Probably a very arse about face way of doing things?


----------



## kerilli (3 June 2008)

i'd agree with this, but my helpers tend to be clueless about leg-ups, and it's quite an art imho... especially with a first backing, it needs to be exactly the right speed and height! i use a tallish stepladder and have my helper primed to whisk it out of the stable the moment i'm on.
i've backed in a field with no saddle or bridle too, very unconventional, worked perfectly for that particular horse. mind you, i was younger and braver/stupider then!


----------



## Agent XXX999 (3 June 2008)

Completely agree with that K, they have to know what they are doing!


----------



## MotherOfChickens (3 June 2008)

QR.IME racing yards tend to back in the stable as the horses have had precious little groundwork. have done it both ways and would rather do it in the open-if the groundwork and prep has been done right then there wont be an issue most of the time


----------



## volatis (3 June 2008)

When we back babies we tend to do it in the indoor school whre they have been doing their lunging and long reining. We actually lay over them first and the horse is led with the rider lying over them before the rider swings a leg over and 'sits' on them properly


----------



## TarrSteps (4 June 2008)

I think the best thing, especially when dealing with a horse that's "tricky" is to have a system you are comfortable with, practised in, and that you know is safe and works.  People start horses in all sorts of different ways, depending on a whole host of factors: the sort of horses they usually start, the facilities they have, their own strengths and weaknesses (for instance, I'm very tall so not everything that works for me works for my short friends), how they were taught etc etc.

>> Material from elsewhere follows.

PR #5587, opened 2018-02-16
Get common name from CSR in new_order in ClientV2

### LINKED ISSUE #5579: Get common name from CSR in new_order in ClientV2
https://github.com/certbot/certbot/pull/5578#issue-169507815.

I've backed horses in the box, in a round pen, in an arena, on the longe, held, by myself - all manner of approaches depending on circumstance and whether I was the trainer or just the rider.  I now have a system drawn from those experiences (including some REALLY dumb ones!) that I feel confident and works for me so I would be very reluctant to change it.  I back in an enclosed area with good footing, not in the stall (I will not start horses anymore without a safe place to ride them - it's a deal breaker because I'd say it's the one thing I've found makes the biggest difference to the quality of the end result) and almost always without a helper.  I know that makes some people cringe but over the years I've found controlling the horse AND another person is more trouble than it's worth.  I have a whole "prebacking" routine that prepares the horses they way I want and I've found provides the best base for riding away - where I get on the horse is a fairly minor part of the process!  In fact getting on should be pretty much a non-event if everything's been done up to that point.  (Which, by the way, doesn't have to take long at all.  I would not back a horse too quickly because I think there's a fitness issue but some, honestly, one could get on the first day from a strictly mental and training perspective.)

The important thing is to have a system where you don't need to worry about the details or the procedures so can concentrate your full attention on the horse.  It is really important, I think, to have a minimum of drama anxiety because that's when people and horse get hurt!  However one feels comfortable getting that done is the best way.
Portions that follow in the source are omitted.